I am happy for you, if your love is growing from strength to strength. A supportive family gives you the confidence to carry on. I see you do not know whether to carry on or not because of the animosity you are receiving from your boyfriend’s family.

The most important thing is that your boyfriend loves you and you are planning on spending the rest of your lives together. What you should bear in mind is in life we do not pay for sin in the same coin. Leave them alone and mind your business and be careful not to cross their paths. Visiting your boyfriend’s home is not an option, try as much as possible to avoid going there. Having his ex-flame as their profile image is just mean and does not make any sense at all.

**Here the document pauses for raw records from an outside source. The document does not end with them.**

PR #7103, opened 2017-10-31
Remove outdated package old from Docker infra

garagatyi:
### What does this PR do?
Remove outdated package old from Docker infra


benoitf:
how is managed single port if you remove that ?

garagatyi:
@benoitf in case of OpenShift infra OpenShift implements single port functionality. In case of Docker infra it is not available in Che6 at the moment

benoitf:
@garagatyi I was referencing docker infra. Wouldn't it better to keep code until single port is there ? Also why it's not already there ?

garagatyi:
> Wouldn't it better to keep code until single port is there ?

Single port doesn't work right now and because of massive refactoring code removed in this PR is not compatible with the SPI. So we would have to rewrite it completely to recover single port feature. So I see no reason to keep this code while it is unused and can not be used directly later.

> Also why it's not already there ?

When we started SPI we broke a lot of the components in the system. Then we recovered parts one  by one. There are couple of components/features that are not recovered yet and single port is one of them

sleshchenko (approved):

skabashnyuk (approved):

akorneta (approved):

PR #7123, opened 2017-11-01
Cleanup and simplify script that deploys Che to OpenShift

garagatyi:
### What does this PR do?
We had a lot of issues because of complex logic in deploy script before. Each time someone changed it to fix something in one flavor of OpenShift he had to fix other flavors too, but it didn't happen. So we had different branches of if clauses where something was done for each flavor.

Love is a very powerful weapon. Do not lose sleep over their wayward behaviour. Silence is golden. Your calmness will make them eventually cool down. I am sure they are doing all this to try and elicit a response. I think you should also go to your tete’s place with your boyfriend so that he assures your family that he will stand by your side through thick and thin. I would be happy to hear from you again. Pray for your relationship and for them, there is immense power in prayer.

Does education come with a price?

I am currently employed as a full-time housemaid but my wish is to be a beauty therapist. I come from a poor background and cannot raise enough money for the fees. My boyfriend takes good care of me and he helps me out. I asked him to pay $450 fees for me to go and train as a beauty therapist but he says the condition is I go to stay with him first.

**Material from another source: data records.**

Issue #5579, opened 2017-07-10
Reject machine configs with cyclic dependencies of installers


akorneta:
Since we can store workspace config with a machine which contains cyclic dependencies between installers(without the ability to run it [log](https://user-images.githubusercontent.com/12269156/28018343-95508a2a-6585-11e7-9533-b20f3dec8b81.png)) we need to consider reworking the [logic](https://github.com/eclipse/che/blob/9d7a2d998c45ae2083499945a55525edadee9151/wsmaster/che-core-api-workspace/src/main/java/org/eclipse/che/api/workspace/server/spi/InternalMachineConfig.java#L79-L79) of installers dependency resolving and move it into workspace validator.

Issue #6274, opened 2017-09-14
[CHE6] Check machine entries in workspace config on estimation in OpenShift infra implementation


garagatyi:
Related to SPI branch only.
Now OpenShift infrastructure doesn't check that machines in workspace config are present in OpenShift recipe.
Right now we get NPE in certain cases because of lack of this check.

sleshchenko:
Will be fixed in https://github.com/eclipse/che/pull/7126

PR #7126, opened 2017-11-01
Moved logic of Environment estimation from RuntimeInfrastructure to InternalEnvironmentFactory

gazarenkov:
### What does this PR do?
Changes in Runtime Infrastructure SPI
Move logic of Environment estimation (producing InternalEnvironment) from RuntimeInfrastructure to InternalEnvironmentFactory

To provide clear way for associate different Recipes to different Runtime Environment (such as "dockerimage" recipe with "openshift" infrastructure)

### Changes guide
Here is the short guide how it is will work for more details see commits one by one.

Workspace Runtimes class creates a valid InternalRuntime instance with InternalRuntimeFactory#create. See [WorkspaceRuntime](https://github.com/eclipse/che/pull/7126/files#diff-40d98dfd00ecb1740ab9e35b6c89a5e9)

Abstract InternalEnvironmentFactory perform recipe downloading, retrieving information about configured installers, invoke validation of machine configs implemented in MachineConfigsValidator. See [InternalEnvironmentFactory](https://github.com/eclipse/che/pull/7126/files#diff-1a2c6bbf294c58325e591454a4a928cd)

MachineConfigsValidator checks that at least one machine is configured, that machines names, services names, ports and protocols are valid and that workspace agent is present. See [InternalEnvironmentValidator](https://github.com/eclipse/che/pull/7126/files#diff-546befd67ab2d5bd876fa9fa762b2132)

Compose, DockerImage, Dockerfile and OpenShift InternalEnvironments are POJO objects that add environment specific data to `InternalEnvironment`. See [ComposeEnvironment](https://github.com/eclipse/che/pull/7126/files#diff-02991805abcff0551a9983e3711e638a), [DockerImageEnvironment](https://github.com/eclipse/che/pull/7126/files#diff-d1927f9955a9ad5e97a2af326e8ffc77), [DockerfileEnvironment](https://github.com/eclipse/che/pull/7126/files#diff-fb221b781dc214295fc4b301db77c1ca), [OpenShiftEnvironment](https://github.com/eclipse/che/pull/7126/files#diff-300a71eee44903fdf26da12a8f23bc7a).

Each implementation of `InternalEnvironment` has own EnvironmentFactory which should parse, validate recipe and return valid specific internal environment. See the corresponding EnvironmentFactories.

Then the implementation of RuntimeInfrastructure will check which type of InternalRuntime, cast to the corresponding type, convert it to a supported one if it is needed and use it. 
See:
- for docker: [DockerRuntimeInfrastructure](https://github.com/eclipse/che/pull/7126/files#diff-6bea78ae0d9957eb2ab6d6657db40134)
 and [DockerEnvironmentConverter](https://github.com/eclipse/che/pull/7126/files#diff-587a65c2682419693ef3b151ce8e4aee), [ComposeEnvironmentConverter](https://github.com/eclipse/che/pull/7126/files#diff-557b2d466368dc025c6c1e9cf4e7120a) etc,
- for OpenShift: [OpenShiftInfrastructure](https://github.com/eclipse/che/pull/7126/files#diff-af3fecda517f34f356a133111f159465)

It also fixes https://github.com/eclipse/che/issues/5579 and https://github.com/eclipse/che/issues/6274
#### Docs PR
To introduce new type of Recipe you have to implement 
subclass of 

`org.eclipse.che.api.workspace.server.spi.InternalEnvironment and org.eclipse.che.api.workspace.server.spi.InternalEnvironmentFactory `

for creating this InternalEnvironment.
To make it accessible for RuntimeInfrastructures bound the factory via MapBinder with unique equal to Recipe Type ID like:
```
MapBinder<String, InternalEnvironmentFactory> environmentFactories =
        MapBinder.newMapBinder(binder(), String.class, InternalEnvironmentFactory.class);
environmentFactories.addBinding("my-recipe-type-ID").to(MyInternalEnvironmentFactory.class); 
 
```


infrastructures/openshift/src/main/java/org/eclipse/che/workspace/infrastructure/openshift/environment/OpenShiftInternalEnvironment.java
```diff
@@ -0,0 +1,43 @@
...
+import org.eclipse.che.api.installer.server.InstallerRegistry;
+import org.eclipse.che.api.workspace.server.spi.InfrastructureException;
+import org.eclipse.che.api.workspace.server.spi.InternalEnvironment;
+import org.eclipse.che.api.workspace.server.spi.RecipeRetriever;
+
+/** @author Sergii Leshchenko */
+public class OpenShiftInternalEnvironment extends InternalEnvironment {
+
+  private final OpenShiftEnvironmentParser openShiftEnvironmentParser;
+  private OpenShiftEnvironment osEnv;
```
sleshchenko: I don't see any reason to have both `OpenShiftInternalEnvironment` and `OpenShiftEnvironment`. I think `OpenShiftInternalEnvironment` should be POJO object and I propose the following changes
```
public class OpenShiftInternalEnvironment extends InternalEnvironment {
  private final Map<String, Pod> pods;
  private final Map<String, Service> services;
  private final Map<String, Route> routes;
  private final Map<String, PersistentVolumeClaim> persistentVolumeClaims;

  // getters are here
}
```
Then OpenShiftInternalEnvironmentFactory can parse it with OpenShiftEnvironmentParser.
WDYT?

infrastructures/openshift/src/main/java/org/eclipse/che/workspace/infrastructure/openshift/environment/OpenShiftInternalEnvironment.java
```diff
@@ -0,0 +1,43 @@
...
+package org.eclipse.che.workspace.infrastructure.openshift.environment;
+
+import org.eclipse.che.api.core.ValidationException;
+import org.eclipse.che.api.core.model.workspace.config.Environment;
+import org.eclipse.che.api.installer.server.InstallerRegistry;
+import org.eclipse.che.api.workspace.server.spi.InfrastructureException;
+import org.eclipse.che.api.workspace.server.spi.InternalEnvironment;
+import org.eclipse.che.api.workspace.server.spi.RecipeRetriever;
+
+/** @author Sergii Leshchenko */
```
sleshchenko: I think, My authorship here is a copy-paste error, isn't it?

wsmaster/che-core-api-workspace/src/main/java/org/eclipse/che/api/workspace/server/spi/RuntimeInfrastructure.java
```diff
@@ -83,55 +57,6 @@ public final EventService getEventService() {
...
-   * with {@link Beta} annotation to hint that. Do not override this method. <br>
-   * Workaround should be removed after resolution of https://github.com/eclipse/che/issues/6006
-   *
-   * @param environment incoming Environment to estimate
-   * @return calculated internal environment.
-   * @throws ValidationException if incoming Environment is not valid
-   * @throws InfrastructureException if any other error occurred
-   */
-  @Beta
-  public InternalEnvironment estimate(Environment environment)
```
sleshchenko: There is no any abstract logic in this class anymore. I'd change abstract class here to interface.

infrastructures/docker/infrastructure/src/main/java/org/eclipse/che/workspace/infrastructure/docker/environment/compose/ComposeInternalEnvironment.java
```diff
@@ -0,0 +1,142 @@
...
+import org.eclipse.che.workspace.infrastructure.docker.environment.compose.model.ComposeService;
+import org.eclipse.che.workspace.infrastructure.docker.model.DockerBuildContext;
+import org.eclipse.che.workspace.infrastructure.docker.model.DockerContainerConfig;
+import org.eclipse.che.workspace.infrastructure.docker.model.DockerEnvironment;
+
+/**
+ * @author Alexander Garagatyi
+ * @author Alexander Andrienko
+ */
+public class ComposeInternalEnvironment extends InternalEnvironment {
```
garagatyi: I think that main idea of this PR is to provide an ability to use parsed environments with different infrastructures. Here compose environment factory produces Docker infra's own DockerEnvironment instead of ComposeEnvironment which is native to the environment of type 'compose'. Can you elaborate on how this fits into redesigned SPI?

infrastructures/docker/infrastructure/src/main/java/org/eclipse/che/workspace/infrastructure/docker/environment/compose/ComposeInternalEnvironmentFactory.java
```diff
@@ -0,0 +1,39 @@
...
+  @Inject
+  public ComposeInternalEnvironmentFactory(
+      InstallerRegistry installerRegistry, RecipeRetriever recipeRetriever) {
+    super(installerRegistry, recipeRetriever);
+  }
+
+  @Override
+  public InternalEnvironment create(Environment environment)
+      throws InfrastructureException, ValidationException {
+    return new ComposeInternalEnvironment(environment, installerRegistry, recipeRetriever);
```
garagatyi: Please, consider putting business logic here instead of the constructor of `ComposeInternalEnvironment`. I believe that complex logic in the constructor (possibly with private methods used in it) may lead to complex bugs because of usage of incomplete state of the object.

wsmaster/che-core-api-workspace/src/main/java/org/eclipse/che/api/workspace/server/WorkspaceRuntimes.java
```diff
@@ -470,7 +475,8 @@ void recoverOne(RuntimeInfrastructure infra, RuntimeIdentity identity) throws Se
 
     InternalRuntime runtime;
     try {
-      InternalEnvironment internalEnvironment = infra.estimate(environment);
+      InternalEnvironment internalEnvironment =
```
garagatyi: Looks like previously created `InternalEnvironment` should be used instead of the creation of the new one.

wsmaster/che-core-api-workspace/src/main/java/org/eclipse/che/api/workspace/server/spi/RuntimeInfrastructure.java
```diff
@@ -149,79 +74,14 @@ protected abstract void internalEstimate(InternalEnvironment env)
...
    * @param id the RuntimeIdentity
    * @param environment incoming internal environment
    * @return new RuntimeContext object
    * @throws ValidationException if incoming environment is not valid
    * @throws InfrastructureException if any other error occurred
    */
-  public RuntimeContext prepare(RuntimeIdentity id, InternalEnvironment environment)
-      throws ValidationException, InfrastructureException {
-    for (InternalEnvironmentProvisioner provisioner : internalEnvironmentProvisioners) {
-      provisioner.provision(id, environment);
```
garagatyi: Can you elaborate on where this code is performed in this PR (I can't find it)?

garagatyi (commented):
I think that the idea of this PR is clear. I see how it prevents duplication of code for different infrastructures. Can you elaborate on places I commented?

infrastructures/openshift/src/main/java/org/eclipse/che/workspace/infrastructure/openshift/environment/OpenShiftInternalEnvironment.java
gazarenkov: Agree, moreover, I think OpenShiftEnvironmentParser's functionality can be a part of OpenShiftInternalEnvironmentFactory?

infrastructures/openshift/src/main/java/org/eclipse/che/workspace/infrastructure/openshift/environment/OpenShiftInternalEnvironment.java
gazarenkov: Nope, I think it will have even more sense when we refactor it according to your comment above :) , my role here is just restructuring according to the new model, all of real functionality yours.

sleshchenko: OK :smile:

.mvn/jvm.config
```diff
@@ -1 +0,0 @@
--Xmx2048m -Xms1024m -Djava.awt.headless=true -Djava.net.preferIPv4Stack=true -Dgwt.compiler.localWorkers=1
```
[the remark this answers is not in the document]
gazarenkov: yes, you are right, sorry for that... can not imagine how happened, repairing

infrastructures/docker/infrastructure/src/main/java/org/eclipse/che/workspace/infrastructure/docker/environment/compose/ComposeInternalEnvironment.java
gazarenkov: This reused of what you initially did (to not to produce a lot of changes at ones and make it discussion happen). I agree with you it seems no needs to make the extra step of transforming ComposeEnv to DockerEnv

wsmaster/che-core-api-workspace/src/main/java/org/eclipse/che/api/workspace/server/WorkspaceRuntimes.java
gazarenkov: Not sure I understand it, could you please rephrase

wsmaster/che-core-api-workspace/src/main/java/org/eclipse/che/api/workspace/server/WorkspaceRuntimes.java
```diff
@@ -130,7 +134,7 @@ public void validate(Environment environment)
       throw new NotFoundException("Infrastructure not found for type: " + type);
     }
 
-    infraByRecipe.get(type).estimate(environment);
+    environmentFactories.get(environment.getRecipe().getType()).create(environment);
```
sleshchenko: Potentially NPE can be thrown here. It's needed to check that the corresponding environment parser is present before using it.

wsmaster/che-core-api-workspace/src/main/java/org/eclipse/che/api/workspace/server/spi/RuntimeInfrastructure.java
```diff
@@ -37,31 +26,16 @@
...
-  public RuntimeInfrastructure(
-      String name,
-      Collection<String> types,
-      EventService eventService,
-      InstallerRegistry installerRegistry,
-      RecipeRetriever recipeRetriever,
-      Set<InternalEnvironmentProvisioner> internalEnvironmentProvisioners,
-      ServersNormalizer serversNormalizer) {
-    this.serversNormalizer = serversNormalizer;
+  public RuntimeInfrastructure(String name, Collection<String> types, EventService eventService) {
```
sleshchenko: `eventService` is unused. Can we remove it?

infrastructures/docker/infrastructure/src/main/java/org/eclipse/che/workspace/infrastructure/docker/DockerRuntimeInfrastructure.java
```diff
@@ -52,70 +45,68 @@
...
-      // move image from location to content
-      EnvironmentImpl envCopy = new EnvironmentImpl(environment);
-      envCopy.getRecipe().setContent(environment.getRecipe().getLocation());
-      envCopy.getRecipe().setLocation(null);
-      return super.estimate(envCopy);
-    }
-    return super.estimate(environment);
-  }
+  //  @Override
+  //  public InternalEnvironment estimate(Environment environment)
```
sleshchenko: Let's remove commented code

infrastructures/docker/infrastructure/src/main/java/org/eclipse/che/workspace/infrastructure/docker/DockerRuntimeInfrastructure.java
```diff
@@ -52,70 +45,68 @@
...
-        environmentParsers.keySet(),
-        eventService,
-        installerRegistry,
-        recipeRetriever,
-        internalEnvironmentProvisioners,
-        serversNormalizer);
-    this.dockerEnvironmentValidator = dockerEnvironmentValidator;
-    this.dockerEnvironmentParser = dockerEnvironmentParser;
+      EventService eventService) {
+    super("docker", environmentParsers.keySet(), eventService);
```
sleshchenko: I don't think that `environmentParsers.keySet()` should be here. Actually, it supports only `dockerfile`, `dockerimage`, `compose`:
```
 switch (type) {
      case "dockerfile":
          ...
      case "dockerimage":
         ...
      case "compose":
        ...
      default:
        throw new InfrastructureException("Recipe type is not allowed " + type);
```
It's better to use ImmutableMap of supported recipes types

infrastructures/docker/infrastructure/src/main/java/org/eclipse/che/workspace/infrastructure/docker/environment/DockerEnvironmentTypeModule.java
```diff
@@ -12,24 +12,20 @@
...
-    envParserMapBinder.addBinding("compose").to(ComposeEnvironmentParser.class);
-    envParserMapBinder
-        .addBinding(DockerfileEnvironmentParser.TYPE)
-        .to(DockerfileEnvironmentParser.class);
-    envParserMapBinder
-        .addBinding(DockerImageEnvironmentParser.TYPE)
-        .to(DockerImageEnvironmentParser.class);
+    MapBinder<String, InternalEnvironmentFactory> environmentFactories =
+        MapBinder.newMapBinder(binder(), String.class, InternalEnvironmentFactory.class);
+    environmentFactories.addBinding("compose").to(ComposeInternalEnvironmentFactory.class);
```
sleshchenko: can we move `compose`, `dockerfile`, `dockerimage` somewhere to constant fields?

wsmaster/che-core-api-workspace/src/main/java/org/eclipse/che/api/workspace/server/spi/InternalEnvironmentFactory.java
```diff
@@ -0,0 +1,129 @@
...
+   */
+  public final InternalEnvironment create(final Environment environment)
+      throws InfrastructureException, ValidationException {
+
+    Map<String, InternalMachineConfig> machines = new HashMap<>();
+    List<Warning> warnings = new ArrayList<>();
+
+    // Workaround related to written docker image id into location instead of content
+    EnvironmentImpl envCopy = new EnvironmentImpl(environment);
+    if ("dockerimage".equals(environment.getRecipe().getType())
```
sleshchenko: I think this logic should be moved to `DockerimageInternalEnvironmentFactory`. But to do it this method must not be final. I mean the following approach:
```
public class DockerimageInternalEnvironmentFactory {
 public InternalEnvironment create(final Environment environment) {
    if (environment.getRecipe().getLocation() != null) {
      EnvironmentImpl envCopy = new EnvironmentImpl(environment);
      // move image from location to content
      envCopy.getRecipe().setContent(environment.getRecipe().getLocation());
      envCopy.getRecipe().setLocation(null);
      return super(envCopy);
    }
    return super(environment);
 }
}
```

wsmaster/che-core-api-workspace/src/main/java/org/eclipse/che/api/workspace/server/WorkspaceRuntimes.java
garagatyi: Nevermind - I missed lines collapsed by Github and misunderstood your changes because of that. Sorry

infrastructures/docker/infrastructure/src/main/java/org/eclipse/che/workspace/infrastructure/docker/environment/DockerEnvironmentTypeModule.java
garagatyi: +1

infrastructures/openshift/src/test/java/org/eclipse/che/workspace/infrastructure/openshift/environment/OpenShiftEnvironmentParserTest.java
```diff
@@ -48,48 +50,53 @@
 import org.testng.annotations.Test;
 
 /**
- * Tests {@link OpenShiftEnvironmentParser}.
+ * Tests {@link OpenShiftEnvironmentFactory}.
  *
  * @author Anton Korneta
  */
 public class OpenShiftEnvironmentParserTest {
```
sleshchenko: Let's rename test class according to the renaming of class that is tested here. 
`OpenShiftEnvironmentParserTest` -> `OpenShiftEnvironmentFactoryTest`

infrastructures/openshift/src/test/java/org/eclipse/che/workspace/infrastructure/openshift/environment/OpenShiftEnvironmentParserTest.java
```diff
@@ -48,48 +50,53 @@
...
+    when(recipe.getContent()).thenReturn("recipe content");
   }
 
   @Test
   public void ignoreRoutesWhenRecipeContainsThem() throws Exception {
     final List<HasMetadata> objects = asList(new Route(), new Route());
     when(validatedObjects.getItems()).thenReturn(objects);
 
-    final OpenShiftEnvironment parsed = osEnvironmentParser.parse(internalEnvironment);
+    parsed = (OpenShiftInternalEnvironment) osEnvironmentParser.create(environment);
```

Amai, he even showed me the full amount but said until this condition is met he will not budge. Please help me, I am not thinking straight. I feel like agreeing to his condition. I cannot be a housemaid for the rest of my life. I want to better myself.

Response

Your letter does not show the maturity that is expected of a major, you definitely need help. To my readers before you write to me, try and furnish me with all the information that can help me advise you. I do not work on assumptions because this can distort the truth. You sound like a loner, you did not say anything about your background except for describing it as harsh.

Where are your parents and relatives? How can you be at the mercy of your boyfriend? Going to stay with him now may change a lot of things because there are so many implications. Do not start your path to success nekuchaya mapoto. Weigh your options, you cannot sacrifice your life because of $450.

He has got the money but does he love you enough to commit and make you a wife? Lastly, if everything was in order would you fall for this? Working as a maid is only a stepping stone; make the best out of it. I feel you are too young to let yourself down like that. If this guy loved you he would help you without giving conditions. I do not think it is a good idea to go and stay with this guy or to keep seeing him.